Problem to solve:
Read through the material below and find each line that has the word "https"; copy it.

Data:
PR #78, opened 2024-06-26
Package list: Set qualifiers on main row

carlosthe19916:
fixes https://github.com/trustification/trustify-ui/issues/64

### DIFF
--- a/client/src/app/pages/package-list/package-list.tsx
+++ b/client/src/app/pages/package-list/package-list.tsx
@@ -56,7 +56,7 @@ export const PackageList: React.FC = () => {
       namespace: "Namespace",
       version: "Version",
       type: "Type",
-      path: "Path",
+      qualifiers: "Qualifiers",
       cve: "CVEs",
     },
     isPaginationEnabled: true,
@@ -157,7 +157,7 @@ export const PackageList: React.FC = () => {
                   <Th {...getThProps({ columnKey: "namespace" })} />
                   <Th {...getThProps({ columnKey: "version" })} />
                   <Th {...getThProps({ columnKey: "type" })} />
-                  <Th {...getThProps({ columnKey: "path" })} />
+                  <Th {...getThProps({ columnKey: "qualifiers" })} />
                   <Th {...getThProps({ columnKey: "cve" })} />
                 </TableHeaderContentWithControls>
               </Tr>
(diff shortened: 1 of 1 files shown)


gildub (changes requested):
All optional field can be undefined therefore we need to "trap" them so we don't render undefined, please see inline example.

Also it's recommended not to use && for equivalent rendering reasons.
It's very intuitive to simple use `condition && function or Component` but that could lead to trouble when the first part of the condition returns undefined.

client/src/app/pages/package-list/package-list.tsx
```diff
@@ -204,13 +206,12 @@ export const PackageList: React.FC = () => {
...
                         </Td>
                         <Td
-                          width={10}
-                          modifier="truncate"
-                          {...getTdProps({ columnKey: "path" })}
+                          width={30}
+                          {...getTdProps({ columnKey: "qualifiers" })}
                         >
-                          {item.decomposedPurl?.path}
+                          {item.decomposedPurl?.qualifiers && <PackageQualifiers value={item.decomposedPurl?.qualifiers} />}
```
gildub, line 212: It might be a matter of style but I think we need to be safer here and by doing so try to be consistent by using `condition ? <render value> : null` kind of approach.

gildub (changes requested):

carlosthe19916:
@gildub I think we will discuss the same topic in multiple PRs/Issues xD

> All optional field can be undefined therefore we need to "trap" them so we don't render undefined, please see inline example.

What do you mean by rendering undefined? are you suggesting that if I have the following code:

```shell
var myVar=undefined;
var myComponent = <>{myVar}</>
```

Then myComponent will render the words `undefined` in the screen? is that what you are suggesting? If so, that is not the case, neither null nor undefined values are ever rendered in the HTML DOM

> It's very intuitive to simple use condition && function or Component but that could lead to trouble when the first part of the condition returns undefined.

Let's discuss a concrete case and not a generic/non-existen case. In which case the following code will case us troubles and lead us into a "trap"?

```
<>
{item.decomposedPurl?.qualifiers && <PackageQualifiers value={item.decomposedPurl?.qualifiers} />}
</>
```

To be more specific: How will we fall into a trap if `item.decomposedPurl?.qualifiers` is undefined?

gildub:
@carlosthe19916, my understanding might be obsolete, before Reactjs 18 undefined value was an issue. Since React 18 this seems not the case anymore. 

That is a generic question as how to handle such cases. 

I understand that dealing with a undefined value inside a React (v18) component ({undefined}) is not an issue as it won't break or even create a warning. Therefore are we ok to have undefined values surfacing or do we want to try to catch them as much as possible, that's the generic question.

helio-frota:
@gildub 

> Since React 18 this seems not the case anymore.

according to the react maintainer the check needs to be delegated to the lint 

```
Linting is better for this use case
At runtime, you can’t tell the difference between forgetting to return and explicitly returning undefined, but this is something linting can check for because it operates on the code syntax as it’s written instead of how it’s executed.

Linting is also able to give more specific messages for why you may have made an accident, such as “this function is missing a return statement” ([consistent-return](https://eslint.org/docs/2.0.0/rules/consistent-return)), or “this expression was unused” ([no-unused-expressions](http://no-unused-expressions/)). More specific messages with code frames pointing you to the source of the issue will help you find the issue quicker than a generic run time error.
```

carlosthe19916:
The fact is that we are using ReactJS 18 already.

>  Therefore are we ok to have undefined values surfacing or do we want to try to catch them as much as possible, that's the generic question.

I think, let's catch them when it makes sense. I don't think it makes sense in this specific PR. The fact that ReactJS 18 allows us to have undefined within components should allow us to have verbose and simple lines of code without complicating it when not needed

gildub (approved):
LGTM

Response area:
fixes https://github.com/trustification/trustify-ui/issues/64
Linting is also able to give more specific messages for why you may have made an accident, such as “this function is missing a return statement” ([consistent-return](https://eslint.org/docs/2.0.0/rules/consistent-return)), or “this expression was unused” ([no-unused-expressions](http://no-unused-expressions/)). More specific messages with code frames pointing you to the source of the issue will help you find the issue quicker than a generic run time error.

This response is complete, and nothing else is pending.